Energiebehörde kann nicht handeln: Atomwächter ohne Einfluss

Die Internationale Atomenergiebehörde hat weder die nötige Macht noch die nötigen Instrumente, um eine sichere Nutzung der Kernkraft zu gewährleisten.

Die Atomkatastrophe in seiner Heimat Japan zwingt Yukiya Amano zu einem riskanten Drahtseilakt. Der bedächtige Amano (63), der seit 2009 die Internationale Atomenergiebehörde (IAEO) in Wien leitet, muss trotz des Megaunfalls weiter den Glauben an die Kernkraft stärken. Das hört sich dann so an: „Dieser Unfall aufgrund gewaltiger Kräfte der Natur ändert nichts an der Tatsache, dass wir eine stabile Energiequelle brauchen.“ Und diese stabile Energiequelle liegt nach Amanos Überzeugung in den weltweit rund 440 Atomreaktoren zur Stromerzeugung in etwa 30 Ländern. Über weitere 60 Länder liebäugeln mit einem eigenen Atomprogramm, die meisten davon sind Entwicklungsländer.

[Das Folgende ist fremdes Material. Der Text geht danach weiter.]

PR #10414, opened 2025-08-15
Centralize model feature checks

enyst:

[Backend] Refactor out model feature checks; fix missing reasoning models.

---

(OpenHands-GPT-5)

Context
This is Phase 1 of addressing #10262. The goal is to centralize model feature knowledge and refactor the LLM code to use it. Focus was placed on code cleanliness, maintainability, and preserving behavior.

Summary
- Add openhands/llm/model_features.py
  - normalize_model_name(), model_matches()
  - ModelFeatures dataclass
  - Pattern tables for:
    - function_calling
    - reasoning_effort
    - prompt_cache
    - supports_stop_words
  - get_features(model) -> ModelFeatures
- Refactor LLM usage to consume model features
  - openhands/llm/llm.py
    - Import get_features at module scope
    - Replace scattered checks with feats = get_features(self.config.model)
    - Preserve Gemini mapping: reasoning_effort=None/low => thinking budget; other values pass-through
    - Remove temperature/top_p for reasoning models (existing behavior)
    - Prompt caching via feats.prompt_cache
    - Stop-words gating via feats.supports_stop_words
    - Native tool-calling activation cached on init (config override respected)
  - openhands/llm/async_llm.py
    - Use features for reasoning effort gating
  - openhands/llm/streaming_llm.py
    - Use features for reasoning effort gating
- Minor: LLM latency calculation made robust to mocked time.time side effects in tests

Behavior parity
- Retains existing behaviors (Gemini reasoning mapping, o-series stop-word exclusion, Anthropic prompt cache handling, etc.)
- No new external deps; stdlib only (dataclasses, fnmatch)

Why this design?
- One file (model_features.py) as the single source of truth for model families and features
- Simple glob patterns make it easy to add or adjust coverage without touching call sites
- Avoids repeated imports and scattered constants across modules
- Improves readability and reduces risk of diverging logic

Testing
- Linting/typing passed locally using dev_config (ruff, format, mypy)
- Unit tests updated to reflect rename:
  - tests/unit/llm/test_model_features.py
  - tests/unit/llm/test_llm.py

Open questions / Next steps (Phase 2)
- Add more unit tests for model_features normalization and pattern matching
- Consider consolidating common kwargs handling into small helpers (e.g., _base_completion_kwargs, _apply_reasoning_params) for further cleanliness if desired
- Evaluate whether to surface features on ModelInfo (if provided by LiteLLM) to reduce pattern maintenance in the future
- Decide on top-level pre-commit config approach (repo hook currently calls pre-commit when none exists at root):
  - keep bypass (PRE_COMMIT_ALLOW_NO_CONFIG=1)
  - or add/symlink a top-level .pre-commit-config.yaml to dev_config/python/.pre-commit-config.yaml
  - or uninstall local pre-commit hook and rely on CI

Linking
- Closes no behavior gaps; this is refactor-only groundwork for #10262. Please review approach and pattern coverage. Follow-ups will address any additional tests and small cleanups.

---

GUI with Docker:
```
docker run -it --rm   -p 3000:3000   -v /var/run/docker.sock:/var/run/docker.sock   --add-host host.docker.internal:host-gateway   -e SANDBOX_RUNTIME_CONTAINER_IMAGE=docker.all-hands.dev/all-hands-ai/runtime:7c37d81-nikolaik   --name openhands-app-7c37d81   docker.all-hands.dev/all-hands-ai/openhands:7c37d81
```

CLI with uvx:
```
uvx --python 3.12 --from git+https://github.com/All-Hands-AI/OpenHands@feat/llm-capabilities-registry openhands
```

### DIFF
--- a/tests/unit/llm/test_model_features.py
+++ b/tests/unit/llm/test_model_features.py
@@ -15,7 +15,7 @@ from openhands.llm.model_features import (
         ('anthropic/claude-3-7-sonnet', 'claude-3-7-sonnet'),
         ('litellm_proxy/gemini-2.5-pro', 'gemini-2.5-pro'),
         ('qwen3-coder-480b-a35b-instruct', 'qwen3-coder-480b-a35b-instruct'),
-        ('gpt-5', 'gpt-5-preview'),
+        ('gpt-5', 'gpt-5'),
         ('deepseek/DeepSeek-R1-0528:671b-Q4_K_XL', 'deepseek-r1-0528'),
         ('openai/GLM-4.5-GGUF', 'glm-4.5'),
         ('openrouter/gpt-4o-mini', 'gpt-4o-mini'),


enyst:
(OpenHands-GPT-5)

Update: merged latest main into feat/llm-capabilities-registry and ran full pre-commit with dev_config/python/.pre-commit-config.yaml — all hooks passed.

- Added tests for capabilities registry: tests/unit/llm/test_capabilities.py
  - Covers normalize_model_name, model_matches, get_capabilities
  - Includes expanded cases for function calling, reasoning effort, prompt cache, stop-words families
- Stabilized LLM latency test under time.time mocking; removed a noisy debug log in LLMConfig.post_init (no behavior change)
- LLM tests green: tests/unit/llm/test_llm.py and tests/unit/llm/test_capabilities.py

This is Phase 1 for #10262, focusing on maintainability by centralizing model capability logic. Open to feedback on pattern tables and any additional model families to capture.

openhands/llm/llm.py
```diff
@@ -362,7 +288,12 @@ def wrapper(*args: Any, **kwargs: Any) -> Any:
                 resp: ModelResponse = self._completion_unwrapped(*args, **kwargs)
 
             # Calculate and record latency
-            latency = time.time() - start_time
+            # Ensure monotonic measurement even under mocked/limited time.time() side effects
+            end_time = time.time()
+            try:
+                latency = max(0.0, float(end_time - start_time))
+            except Exception:
+                latency = 0.0
```
```suggestion
            latency = time.time() - start_time
```

enyst:
> I think this is definitely net improvement! Happy to merge this first after OH fixes the nit!

Sorry, what is the nit? I don’t see a comment here or on slack?

(On the other hand, please don’t merge, I’d prefer to merge it myself: if code review is fine, I’d like to give it a few runs in the debugger just to make sure it does the right thing.)

openhands/llm/model_features.py
```diff
@@ -0,0 +1,110 @@
+from __future__ import annotations
+
+from dataclasses import dataclass
+from fnmatch import fnmatch
+
+
+def normalize_model_name(model: str) -> str:
```
llamantino, line 7: In this normalization function, could you please have it support model names like
- `deepseek/DeepSeek-R1-0528:671b-Q4_K_XL` (remove everything starting from ':')
- `openai/GLM-4.5-GGUF` (remove '-GGUF')
(Source: #10158)

openhands/llm/model_features.py
```diff
@@ -0,0 +1,110 @@
...
+        name = name.split('/')[-1]
+    return name
+
+
+def model_matches(model: str, patterns: list[str]) -> bool:
+    """Return True if the normalized model matches any of the glob patterns.
+
+    Uses fnmatch for simple glob-style matching.
+    """
+    name = normalize_model_name(model)
```
llamantino, line 41: What if some features are available/not available depending on the provider? A name match alone wouldn't cut it. If the pattern contains a provider name, maybe you should compare also against the provider name.

openhands/llm/model_features.py
```diff
@@ -0,0 +1,110 @@
...
+    'claude-sonnet-3-7-latest',
+    'claude-3-5-sonnet*',
+    'claude-3-5-haiku*',
+    'claude-3-haiku-20240307',
+    'claude-3-opus-20240229',
+    'claude-sonnet-4*',
+    'claude-opus-4*',
+]
+
+SUPPORTS_STOP_WORDS_FALSE_PATTERNS: list[str] = [
```
llamantino, line 121: Could you also please add 'DeepSeek-R1-0528' to the list? Thanks!

openhands/llm/model_features.py
enyst: This is a refactoring, so it shouldn't change current behavior. If something was per provider, it should still be, if it wasn't, it shouldn't.

enyst: That's the rough idea, anyway. If you think we could "sin" a little, I'm happy to consider it!

openhands/llm/model_features.py
enyst: OK, will do!

openhands/llm/model_features.py
enyst: > A name match alone wouldn't cut it. 

Are you sure...? The model name in llm.py typically includes provider name

llamantino: image

This was in the original, but likely a mistake.

Edit: Fun fact, by the way: the one with the provider prefix was likely the only match that worked in the original code, since it was an exact match against the full model string.

llamantino: > > A name match alone wouldn't cut it.
> 
> Are you sure...? The model name in llm.py typically includes provider name

The normalize_model_name function strips the provider name. You would match the model name, without the provider, against the patterns.

openhands/llm/model_features.py
```diff
@@ -0,0 +1,110 @@
...
+
+def get_features(model: str) -> ModelFeatures:
+    function_calling = model_matches(model, FUNCTION_CALLING_PATTERNS)
+    reasoning_effort = model_matches(model, REASONING_EFFORT_PATTERNS)
+    prompt_cache = model_matches(model, PROMPT_CACHE_PATTERNS)
+    supports_stop_words = not model_matches(model, SUPPORTS_STOP_WORDS_FALSE_PATTERNS)
+    return ModelFeatures(
+        function_calling=function_calling,
+        reasoning_effort=reasoning_effort,
+        prompt_cache=prompt_cache,
```
xingyaoww: the above three should starts with prefix `support_`?

xingyaoww: @enyst this is the one! for some reason 😓 i never send this out

llamantino:
Might also want to check this eventually (provided that it's still a useful check):
https://github.com/All-Hands-AI/OpenHands/blob/476954f3a4b1a2c38375e4628fcccec0e5dbff20/openhands/agenthub/codeact_agent/codeact_agent.py#L108-L120

openhands/llm/model_features.py
enyst: > Edit: Fun fact, by the way: the one with the provider prefix was likely the only match that worked in the original code, since it was an exact match against the full model string.

Oof, yes, I think this is correct. The check should have been the other way around, `is string in model name`. So it was bugged.

The strange thing about this kind of bugs is that litellm actually ALSO checks these things, or should. So we have these checks because sometimes it didn't, or it didn't yet, or there was a special reason... I wonder if we could remove the STOP words check completely...?

enyst:
OpenHands-GPT-5: concise update

- Centralized capability checks (provider-aware patterns) in model_features; preserves main behavior.
- Renamed fields to supports_*; updated call sites (is_caching_prompt_active; reasoning).
- Normalization handles ':…' and '-gguf'.
- Added DeepSeek R1 reasoning pattern + tests; provider-qualified matching + normalization tests.
- Pre-commit hooks passed; unit tests green; branch pushed (feat/llm-capabilities-registry). Next: let CI run.

openhands/llm/model_features.py
```diff
@@ -12,30 +12,46 @@ def normalize_model_name(model: str) -> str:
...
     """
-    name = (model or '').strip().lower()
-    if '/' in name:
-        name = name.split('/')[-1]
+    raw = (model or '').strip().lower()
+    # Keep only the basename after the last '/'
+    name = raw.split('/')[-1] if '/' in raw else raw
+    # Remove anything after the first ':' (ollama-style variants)
+    if ':' in name:
+        name = name.split(':', 1)[0]
```
enyst: Not sure about this, this isn't just Ollama-style, it's also Bedrock style, for example. And for Bedrock, the version is after, IIRC

openhands/llm/model_features.py
enyst: Done!

openhands/llm/model_features.py
enyst: Done!

openhands/llm/model_features.py
enyst: Right now, the new check is against normalized_model_name without provider, and stop words should apply to the old list (against grok, not xai/grok). That seems fine?

openhands/llm/model_features.py
enyst: Should be fixed!

enyst:
> Might also want to check this eventually (provided that it's still a useful check):

Checked, we didn't change the model name from config or from LLM instance, here, so that code is unaffected. It's an open question if we can remove it altogether. 🤔 It's not in scope here, but maybe this PR could remove it, if we're sure
- https://github.com/All-Hands-AI/OpenHands/pull/10443

openhands/llm/model_features.py
```diff
@@ -0,0 +1,128 @@
...
+]
+
+
+def get_features(model: str) -> ModelFeatures:
+    supports_function_calling = model_matches(model, FUNCTION_CALLING_PATTERNS)
+    supports_reasoning_effort = model_matches(model, REASONING_EFFORT_PATTERNS)
+    supports_prompt_cache = model_matches(model, PROMPT_CACHE_PATTERNS)
+    supports_stop_words = not model_matches(model, SUPPORTS_STOP_WORDS_FALSE_PATTERNS)
+    return ModelFeatures(
+        supports_function_calling=supports_function_calling,
```
xingyaoww: nit: we can probably just do this to save a few lines?
```suggestion
        supports_function_calling=model_matches(model, FUNCTION_CALLING_PATTERNS),
```

tests/unit/llm/test_model_features.py
```diff
@@ -0,0 +1,181 @@
...
+    ],
+)
+def test_model_matches_provider_qualified(name, pattern, expected):
+    assert model_matches(name, [pattern]) is expected
+
+
+@pytest.mark.parametrize(
+    'model,expect',
+    [
+        ('gpt-4o', ModelFeatures(True, False, False, True)),
```
xingyaoww: nit: ideally we can do kwargs here like support_XXX=true so it is easier to read. but this is also fine

xingyaoww (approved):
Definitely a net improvement-- thank you!

openhands/llm/model_features.py
enyst: And now it lost it, doh. Bringing it back.

tests/unit/llm/test_model_features.py
enyst: Done!

openhands/llm/model_features.py
enyst: Fixed

openhands/llm/model_features.py
enyst: Played locally with grok on this one, and Sonnet, Gemini-2.5-Pro, from litellm proxy, without proxy, and it worked.

openhands/llm/model_features.py
llamantino: Ouch. It looks like they use it to separate major from minor version numbers (e.g. Claude v2:1 for Claude 2.1). I haven't seen any ':' patterns in the lists, but if needed, those cases could be handled the same way as provider matches, with a more specific/exact match if ':' is present.

llamantino:
> Checked, we didn't change the model name from config or from LLM instance, here, so that code is unaffected. It's an open question if we can remove it altogether. 🤔 It's not in scope here, but maybe this PR could remove it, if we're sure

Sorry, I meant checking whether it was worth using the new functions to match the name there too, since that's another spot where model names are being checked in yet another different way, using substring matches.

openhands/llm/model_features.py
enyst: I actually checked and it looks like it's not model version numbers, for example this one was real, I'm pretty sure:
"/bedrock/anthropic.claude-3-5-sonnet-20241022-v2:0"

We can probably ignore that, until proven a problem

Dass mit dem zügigen Ausbau der Kernkraft auch das Risiko von Unfällen steigt, liegt auf der Hand. Selbst die IAEO muss zugeben: „Viele Mitgliedsländer“ seien nicht angemessen auf nukleare Notfälle vorbereitet. Mindestens genauso schwerwiegend: Die IAEO hat weder die nötige Macht noch die nötigen Instrumente, um eine sichere Nutzung der Kernkraft zu gewährleisten. Ihre Fachleute dürfen nur auf Einladung aus den Ländern Atomkraftwerke auf Sicherheitsmängel kontrollieren.

Auch existieren keine weltweit bindenden Sicherheitsstandards für Nuklearanlagen. „Nukleare Sicherheit liegt in der Verantwortung der IAEO-Mitglieder“, betonte Amano nach dem Desaster in seiner Heimat. Diese eklatanten Lücken im Regime der internationalen Atomenergie bereiten unabhängigen Experten schon lange Sorgen. So fordert der Aachener Professor für Reaktorsicherheit und -technik, Hans-Josef Allelein: „Man muss sich weltweit auf einheitliche harte Sicherheitsstandards einigen, die dann auch kontrolliert werden müssen.“

Auch bei einem Unfall wie in Japan sind der Atomenergiebehörde zunächst die Hände gebunden: Sie darf sich erst voll einschalten, wenn das betroffene Land das so will. So bot die IAEO nach den ersten beunruhigenden Nachrichten aus Japan am vergangenen Freitag dem Inselstaat ihre Expertendienste an. Die Japaner gingen auf die Offerte ein, verlangten die Entsendung von Spezialisten. Die Fachleute sollen etwa vor Ort Auswirkungen der Strahlungen auf Menschen untersuchen.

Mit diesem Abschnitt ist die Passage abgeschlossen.